Justyna Kowalczyk główną faworytką Tour de Ski
Osiem startów w ciągu dziesięciu dni, 64,7 km do przebiegnięcia dla kobiet i 104,9 km dla mężczyzn, ponad 700 tysięcy euro w puli nagród - w Nowy Rok w niemieckim Oberhofie rozpocznie się czwarta edycja zawodów Tour de Ski (TdS).

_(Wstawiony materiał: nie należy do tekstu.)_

PR #7359, opened 2016-09-19
[PPC64] Improve decoder and other low level asm/disasm

gut:


gut:
@mxw : Hi. Can you check if those failed tests are indeed a concern?

aorenste:
@gut - @mxw approved this internally and it's in the process of being pushed so I would guess the tests are fine.
:)

gut:
@aorenste ok, thanks.

Orvid:
The failed test was just something being flaky. It's not an issue with this diff.

PR #7360, opened 2016-09-19
Simplify some common cases of overflowing integer-multiplication

ptomsich:
While working on the overflowing integer-multiplication for AArch64, I can across the fact that some easy simplifications of integer multiplication hadn't been implemented.

The basic idea is similar to what can be done on a non-overflowing integer-multiply, but I decided to stay away from commutative transforms as these might affect precision when overflowing into floating-point.

### DIFF
--- a/hphp/runtime/vm/jit/simplify.cpp
+++ b/hphp/runtime/vm/jit/simplify.cpp
@@ -742,6 +742,27 @@ SSATmp* simplifyMulDbl(State& env, const IRInstruction* inst) {
   return constImpl(env, inst->src(0), inst->src(1), std::multiplies<double>());
 }
 
+SSATmp* simplifyMulIntOWithConstant(State& env, SSATmp* s, int64_t c)
+{
+  // X * 0 --> 0
+  if (c == 0)
+    return cns(env, 0);
+
+  // X * 1 --> X
+  if (c == 1)
+    return s;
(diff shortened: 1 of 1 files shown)


hphp/runtime/vm/jit/simplify.cpp
```diff
@@ -742,6 +742,27 @@ SSATmp* simplifyMulDbl(State& env, const IRInstruction* inst) {
...
+  if (c == 0)
+    return cns(env, 0);
+
+  // X * 1 --> X
+  if (c == 1)
+    return s;
+
+  // X * (-1) --> (0 - X)
+  if (c == -1)
+    return gen(env, SubInt, cns(env, 0), s);
```
nikic: Shouldn't this be `SubIntO` for the X == INT_MIN case?

ptomsich:
Yes, it should.

hphp/runtime/vm/jit/simplify.cpp
ptomsich: Turns out that SubIntO on AArch64 doesn't handle that right either... so I'll need to add additional test cases and fix the SubIntO while doing this one.

ptomsich:
No point in keeping this open at this time—I'll revise and reopen a pull request, once done.

PR #7361, opened 2016-09-19
[AArch64] Adds cmake option to set mcpu for GCC.

dave-estes:
GCC defaults to cortex-a53, which is inappropriate for
out-of-order machines. Additionally sets signed chars and disables
the fix for cortex-a53 errata 843419 which GCC applies even when
mcpu != cortex-a53.

### DIFF
--- a/CMake/HPHPCompiler.cmake
+++ b/CMake/HPHPCompiler.cmake
@@ -175,6 +175,28 @@ if (${CMAKE_CXX_COMPILER_ID} STREQUAL "Clang" OR ${CMAKE_CXX_COMPILER_ID} STREQU
       list(APPEND GENERAL_CXX_OPTIONS "mcrc32")
     endif()
 
+    # ARM64
+    if(IS_AARCH64)
+      # Force char type to be signed, which is not the case on aarch64.
+      list(APPEND GENERAL_OPTIONS "fsigned-char")
+
+      # If a CPU was specified, build a -mcpu option for the compiler.
+      set(CPU "" CACHE STRING "CPU to tell gcc to optimize for (-mcpu)")
+      if(CPU)
+        list(APPEND GENERAL_OPTIONS "mcpu=${CPU}")
+      endif()
+
+      # Make sure GCC is not using the fix for errata 843419. This change
+      # interferes with the gold linker. Note that GCC applies this fix
+      # even if you specify an mcpu other than cortex-a53, which is why
+      # it's explicitly being disabled here for any cpu other than
+      # cortex-a53. If you're running a newer pass of the cortex-a53, then
+      # you can likely disable this fix with the following flag too. YMMV
+      if(NOT ${CPU} STREQUAL "cortex-a53")
+        list(APPEND GENERAL_OPTIONS "mno-fix-cortex-a53-843419")
+      endif()
+    endif()
+
     # PPC64
     if(NOT IS_PPC64)
       list(APPEND RELEASE_CXX_OPTIONS "momit-leaf-frame-pointer")


apinski-cavium:
signed chars is a bad idea.

apinski-cavium:
I think this patch should be reverted.  It is not correct at all.

apinski-cavium:
>the fix for cortex-a53 errata 843419 which GCC applies even

Only for Ubuntu and Debian.  It depends on how GCC was configured.  Again this patch is broken and should be reverted.

Orvid:
I'm curious, but what's wrong with signed chars? x86_64 defaults to signed chars, so changing that just makes it more like the original platform HHVM was written for, doesn't it?

As-for the GCC options, there is definitely value in the patch as it stands, as Ubuntu and Debian are the only distros we currently provide official packages for (admittedly not ARM packages, but still). Is there a good way to detect whether the GCC being used to compile needs to have the errata flag disabled?

CMake/HPHPCompiler.cmake
```diff
@@ -175,6 +175,28 @@ if (${CMAKE_CXX_COMPILER_ID} STREQUAL "Clang" OR ${CMAKE_CXX_COMPILER_ID} STREQU
       list(APPEND GENERAL_CXX_OPTIONS "mcrc32")
     endif()
 
+    # ARM64
+    if(IS_AARCH64)
+      # Force char type to be signed, which is not the case on aarch64.
+      list(APPEND GENERAL_OPTIONS "fsigned-char")
+
+      # If a CPU was specified, build a -mcpu option for the compiler.
+      set(CPU "" CACHE STRING "CPU to tell gcc to optimize for (-mcpu)")
```
Orvid: As a side note, when fixing this up, use an `OPTION` instead of a normal variable. (yes, I know my code for the MSVC options doesn't use them, I should fix that >_>...)

Also, don't name it `CPU`, as it's too ambiguous as-to what the option actually does. For the MSVC section, I named the similar, but not exact same, option `MSVC_FAVORED_ARCHITECTURE`. Perhaps `AARCH64_TARGET_ARCHITECTURE`?

apinski-cavium:
>I'm curious, but what's wrong with signed chars? x86_64 defaults to signed chars, so changing that just makes it more like the original platform HHVM was written for, doesn't it?
You changed the ABI.   char is a not a standard integer type and should be treated that way. 

>Is there a good way to detect whether the GCC being used to compile needs to have the errata flag disabled?

Why disable it at all?  It might make sense to run HHVM on an cortex-a53 later on for a binary build.  There are many cortex-a53 machines which are cheap that are out there in the wild.  That can be used for testing.

dave-estes:
@apinski-cavium, Sorry I didn't respond earlier. Was on vacation last week.

Concerning char sign: we set signed chars to match the Intel default. We found a few places in HHVM that weren't cast correctly. @lpathy fixed a few as well. We were concerned about latent bugs rearing their head, so we set the default to AArch64 to match Intel. We've been running like this for ages and haven't had any problems.

Concerning the A53 errata: Keeping it on means that we have problem linking when building natively on non-A53 cores. I understand your concerns about building a single binary that will run on any core. To do this, just configure without specifying a CPU and build on you A53 machines. If you don't specify a CPU, then this errata isn't disabled and GCC uses it's default: A53. We did this on purpose, because we anticipated that distro packagers would configure HHVM without a CPU flag.

I'm not sure what your other comments about being "broken" and "not correct at all", since I couldn't determine a context for those comments. Please let me know what isn't working well for you. Or better yet, maybe you can address the shortcomings in a new PR. If you do, would you mind addressing the comment from @Orvid about using a more specific option instead of CPU?

Thanks...
-Dave

apinski-cavium:
>We were concerned about latent bugs rearing their head, so we set the default to AArch64 to match Intel. 

So what.  Again this means now you now two ABIs on ARM64, one which HHVM uses (char being signed and one for the rest of linux, unsigned).  This is not something which should be done lightly or even done at all.  This part of the patch should be reverted for sure, the other parts are questionable but less so than this part.  I am more concerned people are not writing portable C++11 code and not knowing about how char is treated is one example of people not knowing C++.

>Keeping it on means that we have problem linking when building natively on non-A53 cores.

If you reported the bug correctly to the Ubuntu/upstreams for the gold linker crash then there would be no issues.  I reported it to the list but without a testcase.  Instead I worked around it a different way of disabling gold usage for HHVM.  I still think gold is in beta for ARM64 rather than a production linker.


And really this should have been a few pull requests rather than one big pull request.

mxw:
Commenting here for posterity, since I don't think I ever saw this diff:

I think the concern about multiple ABIs on Aarch64 is compelling—we're basically trading off surprising behavior at ABI boundaries for surprising behavior within HHVM itself, one of which we have full control over.

I don't understand the resistance to the resistance to nixing the broken errata fix in gold, though.  I'm not convinced that reporting upstream will result in an instantaneous fix propagating across all machines that need to compile HHVM on Aarch64.  Moreover, we're basically forced into using gold because ld uses so much memory that it always fails on an 8GB machine, which is what I'm using through Linaro.  If I can't compile HHVM on that machine, then from FB's perspective, the port doesn't even compile, which would be an unfortunate result.

PR #7362, opened 2016-09-19
[AArch64] Optimize ldimm from ARM.

dave-estes:
Disables an x86_64-specific optmization which converted
ldimm Rd, #0 to xor (eor) Rd, Rd, Rd. It's faster for ARM to use
a simple Mov Rd, #0.


mxw:
This whole pass is supposed to be guarded on `arch() == Arch::X64`.  Did you actually witness this kicking in before making this patch?

dave-estes:
Oops. Sorry about that. This is an old patch of ours, and I think we found it through inspection. We noticed other uses of arch() == Arch::ARM and extrapolated from there. Never caught the guard for the whole pass. Gonna close.

PR #7363, opened 2016-09-19
[AArch64] Add disassembly for TRACE=ustubs.

dave-estes:


hphp/util/disasm.cpp
```diff
@@ -146,6 +148,26 @@ void Disasm::disasm(std::ostream& out, uint8_t* codeStartAddr,
...
+  auto end = reinterpret_cast<vixl::Instruction*>(codeEndAddr);
+
+  while (i <= end) {
+    decoder->Decode(i);
+    out << "  " << disasm->GetOutput() << std::endl;
+    i = i->NextInstruction();
+  }
+
+  delete decoder;
+  delete disasm;
```
mxw: Why can't you use the stack here?

hphp/util/disasm.cpp
```diff
@@ -73,7 +75,7 @@ static const xed_syntax_enum_t s_xed_syntax =
 void Disasm::disasm(std::ostream& out, uint8_t* codeStartAddr,
                     uint8_t* codeEndAddr) {
 
-#ifdef HAVE_LIBXED
+#if (defined __x86_64__) && (defined HAVE_LIBXED)
```
mxw: Prefer `defined(__x86_64__) && defined(HAVE_LIBXED)`

dave-estes: Will do.

hphp/util/disasm.cpp
dave-estes: Will do.

hphp/util/disasm.cpp
```diff
@@ -146,6 +148,23 @@ void Disasm::disasm(std::ostream& out, uint8_t* codeStartAddr,
     frontier += instrLen;
     ip       += instrLen;
   }
+
+#elif (defined __aarch64__)
```
mxw: `defined(__aarch64__)`

mxw:
The test failures are because `hphp/util/` isn't allowed to depend on `hphp/vixl/`.  `util/` is very carefully curated and kept minimal, so I think the best solution here is to add a `jit/disasm.h` module and switch on `arch()` in there, then replace uses of `Disasm` with that.  (We could rename `util/disasm.*` to `util/disasm-x64.*`, perhaps.)

dave-estes:
What do you think about moving hphp/util/asm.* and hphp/util/disasm.*  to .../jit/ and then using switch arch() for their implementations. I confirmed that the only files including disasm and asm were already in .../jit/?

dave-estes:
That was a good idea, @mxw. In fact, there was already a disassembly printer in .../jit/print.cpp, so I just changed unique-stubs.cpp to use that printer instead. As a bonus, it has support for PPC64 now too.

mxw:
You need to rebase this diff—there is no longer such a file as `mc-generator.cpp`.

dave-estes:
It's rebased now. I ended up pushing with --force. I hope that's the right way to get changes up after a rebase.

mxw:
Seems to have worked.  Tests should be good, so I'll land this once they're all clear.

Ankieta na stronie internetowej cyklu nie pozostawia wątpliwości - główną kandydatką do zwycięstwa jest Justyna Kowalczyk.
Oprócz Oberhofu, na mapie przystanków TdS, znajduje się Praga, włoskie Dobiacco i Val di Fiemme, gdzie na 10 stycznia zaplanowano finałowy podbieg pod stromy stok, na którym zazwyczaj rywalizują alpejczycy.
Rywalizację kobiet rozpocznie w piątek 2,8-kilometrowy prolog techniką dowolną. 2 stycznia pobiegną na 10 km techniką klasyczną na dochodzenie, a kolejnego dnia czeka je sprint na dystansie 1,6 km techniką klasyczną. Do "łyżwy" wrócą 4 stycznia, kiedy w stolicy Czech rywalizować będą w sprincie na 1,2 km.
Po dniu przerwy i transferze do Włoch pobiegną techniką dowolną na 16 km z Cortina d'Ampezzo do Dobiacco, z uwzględnieniem na starcie różnic czasowych z wcześniejszych startów. Dzień później pokonają 5 km techniką klasyczną. Kulminacja rywalizacji przypadnie na weekend 9-10 stycznia - w Val di Fiemme najpierw ze startu wspólnego będą rywalizować na 10 km techniką klasyczną, a następnie czeka je dziewięciokilometrowa wspinaczka pod jeden z miejcowych szczytów.
Na starcie 4. Tour de Ski stanie 173 uczestników: 81 kobiet i 92 mężczyzn. Towarzyszyć im będzie 209 trenerów, lekarzy, fizjoterapetów, techników i opiekunów. Oprócz trasy na nartach, wszyscy będą musieli pokonać prawie 1500 km samochodami przemieszczając się z miejsca na miejsce. Łączny bagaż będzie ważył 35 ton, a razem z zawodnikami i wszystkimi ekipami "podróżować" będzie 3850 par nart. Według organizatorów, zmagania obserwować będzie łącznie około 120 tys. kibiców.
Czwarta edycja TdS, to jednocześnie czwarty występ Justyny Kowalczyk, która w dotychczasowych poprawiała się z roku na rok. Rozpoczęła od 11. pozycji w 2007 roku, następnie było siódme miejsce i czwarte w 2009. Ostatni sezon był jednak najlepszy w karierze 25-letniej Polki, a został uwieńczony trzema medali mistrzostw świata w Libercu i Kryształową Kulą za triumf w klasyfikacji Pucharu Świata.
Obecny sezon, którego kulminacją będą igrzyska olimpijskie w Vancouver, Kowalczyk rozpoczęła dobrze jak nigdy wcześniej. W ciągu pierwszego miesiąca startów odniosła dwa zwycięstwa i w klasyfikacji generalnej PŚ ustępuje tylko Norweżce Marit Bjoergen. Z ponad tysiąca głosów oddanych w ankiecie na oficjalnej stronie internetowej TdS wynika, że Kowalczyk jest główną faworytką Tour de Ski. 53 procent głosujących uważa, że to ona zdetronizuje Virpi Kuitunen, która wygrała dwie z dotychczasowych trzech edycji cyklu i raz była druga. Ten sezon rozpoczęła jednak słabo i internauci większe szanse przypisują jej rodaczce - Aino-Kaisie Saarinen (20 procent głosujących widzi w niej triumfatorkę).
Inne kandydatki to końcowego sukcesu to Norweżka Kristin Stoermer-Steira oraz Słowenka Petra Majdic. Swoich fanów ma również Estonka Kristina Smigun-Vaehi, która wraca na trasy po przerwie spowodowanej macierzyństwem.
Kowalczyk będzie jedyną reprezentantką Polski, która wystąpi w Tour de Ski. Na trasach kibicować będą jej podopieczni trenera Wiesława Cempy: Janusz Krężelok, Maciej Kreczmer, Sylwia Jaśkowiec, Kornelia Marek i Paulina Maciuszek, którzy w dniach 3-13 stycznia będą w okolicach Dobiacco szlifować olimpijską formę.